* PROBLEM REQUIREMENTS *
Output all entries below exactly as they are given.

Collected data
──────

PR #406, opened 2017-09-14
Caching map results with incremental computation

waans11:
This work is done by @dharini-s and @vacha19.

[Issue #373]:

- Modified common module to interact with the map result cache module.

──────

* SOLUTION TO THIS TASK *
PR #406, opened 2017-09-14
Caching map results with incremental computation

waans11:
This work is done by @dharini-s and @vacha19.

[Issue #373]:

- Modified common module to interact with the map result cache module.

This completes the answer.